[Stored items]
************
PR #573, opened 2016-02-25
Added support for babel config under package.json/ava key (Fixes #448)

### LINKED ISSUE #448: A possible way to provide customizable babel configs using `.babelrc`/`env`
Continued from:
https://github.com/sindresorhus/ava/pull/398#issuecomment-172386983

My proposal is that we allow the following in `.babelrc`:

```js
{
  "presets": ["es2015"], // base config
  "sourceMaps": "inline",
  "env": {
    "ava" : {  // if `env/ava` is present, we disable our custom config.
      "presets": ["stage-0"],
      "plugins": [] //maybe we automatically append power-assert for them?
    },
    "production" : {
     "sourceMaps": false
    }
  }
}
```

There are a couple questions that need to be answered in order to proceed. Specifically, can we change which `env` Babel uses on a per file basis? It might be as easy as setting `process.env.BABEL_ENV` before each call to `babel.transform(..)`

spudly:
Here's an initial commit that allows package owners to specify a babel config for tests under the package.json/ava key.

This conforms to the proposal in the following comment: https://github.com/sindresorhus/ava/issues/448#issuecomment-187694472

I chose not to implement an extends key discussed in the thread because 1) it adds to the complexity, 2) I personally don't need it, and 3) how to solve that request is still somewhat unresolved. If needed, someone can add that later in another pull request.

Let me know what you think. I'm a little unsure about whether my method for obtaining babelConfig is the best one.

### DIFF
--- a/cli.js
+++ b/cli.js
@@ -35,7 +35,11 @@ var Api = require('./api');
 // Bluebird specific
 Promise.longStackTraces();
 
-var conf = pkgConf.sync('ava');
+var conf = pkgConf.sync('ava', {
+	defaults: {
+		babel: 'default'
+	}
+});
 
 var cli = meow([
 	'Usage',
--- a/cli.js
+++ b/cli.js
@@ -102,7 +102,8 @@ var api = new Api({
 	require: arrify(cli.flags.require),
 	cacheEnabled: cli.flags.cache !== false,
 	explicitTitles: cli.flags.watch,
-	match: arrify(cli.flags.match)
+	match: arrify(cli.flags.match),
+	babelConfig: conf.babel
 });
 
 var reporter;
--- a/lib/caching-precompiler.js
+++ b/lib/caching-precompiler.js
@@ -31,26 +31,27 @@ CachingPrecompiler.prototype._factory = function (babelConfig, cacheDir) {
 		// Extract existing source maps from the code.
 		var sourceMap = convertSourceMap.fromSource(code) || convertSourceMap.fromMapFileSource(code, path.dirname(filename));
 
-		var baseOptions = {
+		var options = {babelrc: false};
+
+		if (babelConfig === 'default') {
+			objectAssign(options, {presets: [presetStage2, presetES2015]});
+		} else if (babelConfig === 'inherit') {
+			objectAssign(options, {babelrc: true});
+		} else {
+			objectAssign(options, babelConfig);
+		}
+
+		objectAssign(options, {
+			inputSourceMap: sourceMap && sourceMap.toObject(),
 			filename: filename,
 			sourceMaps: true,
-			ast: false,
-			inputSourceMap: sourceMap && sourceMap.toObject(),
-			babelrc: false
-		};
+			ast: false
+		});
 
-		if (!babelConfig || babelConfig === 'default') {
-			return objectAssign({}, baseOptions, {
-				presets: [presetStage2, presetES2015],
-				plugins: [powerAssert, transformRuntime]
-			});
-		}
+		options.plugins = options.plugins || [];
+		options.plugins.push(powerAssert, transformRuntime);
 
-		if (babelConfig === 'inherit') {
-			return objectAssign({}, baseOptions, {babelrc: true});
-		}
-
-		return objectAssign({}, baseOptions, babelConfig);
+		return options;
 	}
 
 	return function (code, filename, hash) {
--- a/lib/caching-precompiler.js
+++ b/lib/caching-precompiler.js
@@ -33,7 +33,7 @@ CachingPrecompiler.prototype._factory = function (babelConfig, cacheDir) {
 
 		var options = {babelrc: false};
 
-		if (babelConfig === 'default') {
+		if (!babelConfig || babelConfig === 'default') {
 			objectAssign(options, {presets: [presetStage2, presetES2015]});
 		} else if (babelConfig === 'inherit') {
 			objectAssign(options, {babelrc: true});
--- a/lib/caching-precompiler.js
+++ b/lib/caching-precompiler.js
@@ -35,12 +35,12 @@ CachingPrecompiler.prototype._factory = function (babelConfig, cacheDir) {
 			filename: filename,
 			sourceMaps: true,
 			ast: false,
-			inputSourceMap: sourceMap && sourceMap.toObject()
+			inputSourceMap: sourceMap && sourceMap.toObject(),
+			babelrc: false
 		};
 
 		if (!babelConfig || babelConfig === 'default') {
 			return objectAssign({}, baseOptions, {
-				babelrc: false,
 				presets: [presetStage2, presetES2015],
 				plugins: [powerAssert, transformRuntime]
 			});
--- a/lib/caching-precompiler.js
+++ b/lib/caching-precompiler.js
@@ -81,7 +81,8 @@ CachingPrecompiler.prototype._createTransform = function (babelConfig) {
 		salt: new Buffer(JSON.stringify({
 			'babel-plugin-espower': require('babel-plugin-espower/package.json').version,
 			'ava': require('../package.json').version,
-			'babel-core': require('babel-core/package.json').version
+			'babel-core': require('babel-core/package.json').version,
+			'babelConfig': babelConfig
 		})),
 		ext: '.js',
 		hash: this._hash.bind(this)
--- a/lib/caching-precompiler.js
+++ b/lib/caching-precompiler.js
@@ -3,20 +3,21 @@ var path = require('path');
 var cachingTransform = require('caching-transform');
 var md5Hex = require('md5-hex');
 var stripBom = require('strip-bom');
+var objectAssign = require('object-assign');
 
 module.exports = CachingPrecompiler;
 
-function CachingPrecompiler(cacheDir) {
+function CachingPrecompiler(cacheDir, babelConfig) {
 	if (!(this instanceof CachingPrecompiler)) {
 		throw new TypeError('Class constructor CachingPrecompiler cannot be invoked without \'new\'');
 	}
 
 	this.cacheDir = cacheDir;
 	this.filenameToHash = {};
-	this.transform = this._createTransform();
+	this.transform = this._createTransform(babelConfig);
 }
 
-CachingPrecompiler.prototype._factory = function (cacheDir) {
+CachingPrecompiler.prototype._factory = function (babelConfig, cacheDir) {
 	// This factory method is only called once per process, and only as needed, to defer loading expensive dependencies.
 	var babel = require('babel-core');
 	var convertSourceMap = require('convert-source-map');
@@ -30,15 +31,26 @@ CachingPrecompiler.prototype._factory = function (cacheDir) {
 		// Extract existing source maps from the code.
 		var sourceMap = convertSourceMap.fromSource(code) || convertSourceMap.fromMapFileSource(code, path.dirname(filename));
 
-		return {
-			presets: [presetStage2, presetES2015],
-			plugins: [powerAssert, transformRuntime],
+		var baseOptions = {
 			filename: filename,
 			sourceMaps: true,
 			ast: false,
-			babelrc: false,
 			inputSourceMap: sourceMap && sourceMap.toObject()
 		};
+
+		if (!babelConfig || babelConfig === 'default') {
+			return objectAssign({}, baseOptions, {
+				babelrc: false,
+				presets: [presetStage2, presetES2015],
+				plugins: [powerAssert, transformRuntime]
+			});
+		}
+
+		if (babelConfig === 'inherit') {
+			return objectAssign({}, baseOptions, {babelrc: true});
+		}
+
+		return objectAssign({}, baseOptions, babelConfig);
 	}
 
 	return function (code, filename, hash) {
@@ -61,9 +73,9 @@ CachingPrecompiler.prototype._createEspowerPlugin = function (babel) {
 	});
 };
 
-CachingPrecompiler.prototype._createTransform = function () {
+CachingPrecompiler.prototype._createTransform = function (babelConfig) {
 	return cachingTransform({
-		factory: this._factory.bind(this),
+		factory: this._factory.bind(this, babelConfig),
 		cacheDir: this.cacheDir,
 		salt: new Buffer(JSON.stringify({
 			'babel-plugin-espower': require('babel-plugin-espower/package.json').version,
--- a/package.json
+++ b/package.json
@@ -132,6 +132,7 @@
     "update-notifier": "^0.6.0"
   },
   "devDependencies": {
+    "babel-cli": "^6.6.4",
     "cli-table2": "^0.1.9",
     "coveralls": "^2.11.4",
     "delay": "^1.3.0",
--- a/readme.md
+++ b/readme.md
@@ -154,7 +154,8 @@ All of the CLI options can be configured in the `ava` section of your `package.j
     "tap": true,
     "require": [
       "babel-register"
-    ]
+    ],
+    "babel": "inherit"
   }
 }
 ```
@@ -422,6 +423,41 @@ AVA comes with builtin support for ES2015 through [Babel 6](https://babeljs.io).
 ### TypeScript support
 
 AVA includes typings for TypeScript. You have to setup transpilation yourself. When you set `module` to `commonjs` in your `tsconfig.json` file, TypeScript will automatically find the type definitions for AVA. You should set `target` to `es2015` to use Promises and async functions.
+
+If you want to customize the babel transpiler for test files, you can do so by adding a `"babel"` key to the `"ava"` section in your package.json file.
+
+```json
+{
+	"ava": {
+		 "babel": {
+			 "presets": [
+					"es2015",
+					"stage-0",
+					"react"
+			 ]
+		 }
+	},
+}
+```
+
+In addition to specifying a custom babel config, you can also use the special `inherit` keyword. When you do this, AVA will allow tests to be transpiled using the configuration defined in your .babelrc file or in package.json/babel. This way, your test files will be transpiled using the same options as your source files, but you won't have to define the options twice.
+
+```json
+{
+	"babel": {
+		"presets": [
+			"es2015",
+			"stage-0",
+			"react"
+		]
+	},
+	"ava": {
+		"babel": "inherit",
+	},
+}
+```
+
+If you do not specify a "babel" key in your ava configuration, or if you set it to `"default"`, AVA will transpile the test files with AVA's default babel configuration.
 
 #### Transpiling Imported Modules
 
--- a/readme.md
+++ b/readme.md
@@ -424,7 +424,9 @@ AVA comes with builtin support for ES2015 through [Babel 6](https://babeljs.io).
 
 AVA includes typings for TypeScript. You have to setup transpilation yourself. When you set `module` to `commonjs` in your `tsconfig.json` file, TypeScript will automatically find the type definitions for AVA. You should set `target` to `es2015` to use Promises and async functions.
 
-If you want to customize the babel transpiler for test files, you can do so by adding a `"babel"` key to the `"ava"` section in your package.json file.
+### Babel Configuration for Test Scripts
+
+If you want to customize the babel transpiler for test files, you can do so by adding a `"babel"` key to the `ava` section in your `package.json` file.
 
 ```json
 {
@@ -440,7 +442,7 @@ If you want to customize the babel transpiler for test files, you can do so by a
 }
 ```
 
-In addition to specifying a custom babel config, you can also use the special `inherit` keyword. When you do this, AVA will allow tests to be transpiled using the configuration defined in your .babelrc file or in package.json/babel. This way, your test files will be transpiled using the same options as your source files, but you won't have to define the options twice.
+In addition to specifying a custom Babel config, you can also use the special `"inherit"` keyword. When you do this, AVA will allow tests to be transpiled using the configuration defined in your `.babelrc` file or in package.json/babel. This way, your test files will be transpiled using the same options as your source files, but you won't have to define the options twice.
 
 ```json
 {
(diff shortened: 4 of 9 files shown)


cli.js
```diff
@@ -97,7 +97,8 @@ var api = new Api(cli.input.length ? cli.input : arrify(conf.files), {
 	failFast: cli.flags.failFast,
 	serial: cli.flags.serial,
 	require: arrify(cli.flags.require),
-	cacheEnabled: cli.flags.cache !== false
+	cacheEnabled: cli.flags.cache !== false,
+  babelConfig: conf.babel,
```
sindresorhus: Wrong indentation here.

sindresorhus:
Good start :) This will need tests and docs too.

spudly:
Fixed indentation, added tests, and added docs.

readme.md
```diff
@@ -363,6 +364,41 @@ test(t => {
...
+			"react"
+		]
+	},
+	"ava": {
+		"babel": "inherit",
+	},
+}
+```
+
+If you do not specify a "babel" key in your ava configuration, or if you set it to `"default"`, AVA will transpile the test files with AVA's default babel configuration.
```
kentcdodds: Is this default configuration defined anywhere else in the docs? If not, it should be. Then this should link to that.

vdemedes:
Hey @spudly, could you rebase from master to resolve a conflict? Thanks for the great work!

spudly:
@vdemedes

It's been rebased.

vdemedes:
Great, I think it's good to go!

@sindresorhus @novemberborn @jamestalmage ?

lib/caching-precompiler.js
```diff
@@ -30,15 +31,26 @@ CachingPrecompiler.prototype._factory = function (cacheDir) {
...
 			sourceMaps: true,
 			ast: false,
-			babelrc: false,
-			inputSourceMap: sourceMap && sourceMap.toObject()
+			inputSourceMap: sourceMap && sourceMap.toObject(),
+			babelrc: false
 		};
+
+		if (!babelConfig || babelConfig === 'default') {
+			return objectAssign({}, baseOptions, {
```
novemberborn: No need for the empty object here, `baseOptions` is already fresh so it's safe to mix other properties into it.

readme.md
```diff
@@ -367,6 +368,41 @@ AVA comes with builtin support for ES2015 through [Babel 6](https://babeljs.io).
...
+					"es2015",
+					"stage-0",
+					"react"
+			 ]
+		 }
+	},
+}
+```
+
+In addition to specifying a custom babel config, you can also use the special `inherit` keyword. When you do this, AVA will allow tests to be transpiled using the configuration defined in your .babelrc file or in package.json/babel. This way, your test files will be transpiled using the same options as your source files, but you won't have to define the options twice.
```
novemberborn: `"inherit"` to be consistent with `"default"` below?

readme.md
```diff
@@ -367,6 +368,41 @@ AVA comes with builtin support for ES2015 through [Babel 6](https://babeljs.io).
 
 AVA includes typings for TypeScript. You have to setup transpilation yourself. When you set `module` to `commonjs` in your `tsconfig.json` file, TypeScript will automatically find the type definitions for AVA. You should set `target` to `es2015` to use Promises and async functions.
 
+If you want to customize the babel transpiler for test files, you can do so by adding a `"babel"` key to the `"ava"` section in your package.json file.
```
novemberborn: Some nits:

* This needs a heading.
* The README isn't entirely consistent but I'd prefer `package.json` (with the backticks). Same for `.babelrc`.
* It's named "`ava` section" (without quotes) earlier: https://github.com/spudly/ava/blob/f928959b9ad106a70fc3091a462ff3d96a60f469/readme.md#configuration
************
Action item: Look through the records and gather every line containing "tests".

Solution to this exercise:
Here's an initial commit that allows package owners to specify a babel config for tests under the package.json/ava key.
+In addition to specifying a custom babel config, you can also use the special `inherit` keyword. When you do this, AVA will allow tests to be transpiled using the configuration defined in your .babelrc file or in package.json/babel. This way, your test files will be transpiled using the same options as your source files, but you won't have to define the options twice.
-In addition to specifying a custom babel config, you can also use the special `inherit` keyword. When you do this, AVA will allow tests to be transpiled using the configuration defined in your .babelrc file or in package.json/babel. This way, your test files will be transpiled using the same options as your source files, but you won't have to define the options twice.
+In addition to specifying a custom Babel config, you can also use the special `"inherit"` keyword. When you do this, AVA will allow tests to be transpiled using the configuration defined in your `.babelrc` file or in package.json/babel. This way, your test files will be transpiled using the same options as your source files, but you won't have to define the options twice.
Good start :) This will need tests and docs too.
Fixed indentation, added tests, and added docs.
+In addition to specifying a custom babel config, you can also use the special `inherit` keyword. When you do this, AVA will allow tests to be transpiled using the configuration defined in your .babelrc file or in package.json/babel. This way, your test files will be transpiled using the same options as your source files, but you won't have to define the options twice.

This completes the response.